Implement corpus specific fixes for CJK

mozilla / firefox-translations-training

Training pipelines for Firefox Translations neural machine translation models

https://mozilla.github.io/firefox-translations-training/

Mozilla Public License 2.0

153 stars 33 forks source link

Implement corpus specific fixes for CJK #744

Open eu9ene opened 3 months ago

eu9ene commented 3 months ago

Nikolay: The UN corpus doesn't contain fulstops (for example) and we use something like this to fix it:

import sys

for line in sys.stdin:
    line = line[:-1] #EoL
    if line[-1] == ',':
        line = line[:-1] + '.'
    if line[-1] == ' ':
        line = line[:-1]
    print(line)

(This script is integrated in the previous copy/paste of script).

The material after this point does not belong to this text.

PR #438, opened 2018-09-24
ENT-3715 Only attempt to generate key during install if not present on windows

nickanderson:
If an existing key is present during pacakge install we should not try
to re-generate a new one. Trying to generate a new key when one already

ZJaume commented 3 days ago

There are also corpora that (maybe it was UN) do not have ideographic full stop character and they have ascii fullstop instead. That should be fixed.

gregtatum commented 1 day ago

Is it appropriate to do data augmentation at training time to swap between . and 。?

ZJaume commented 1 day ago

If the model has to be robust, probably it is a good thing to do? But in the case where chinese is target language, everything should be normalized to the ideographic punctuation.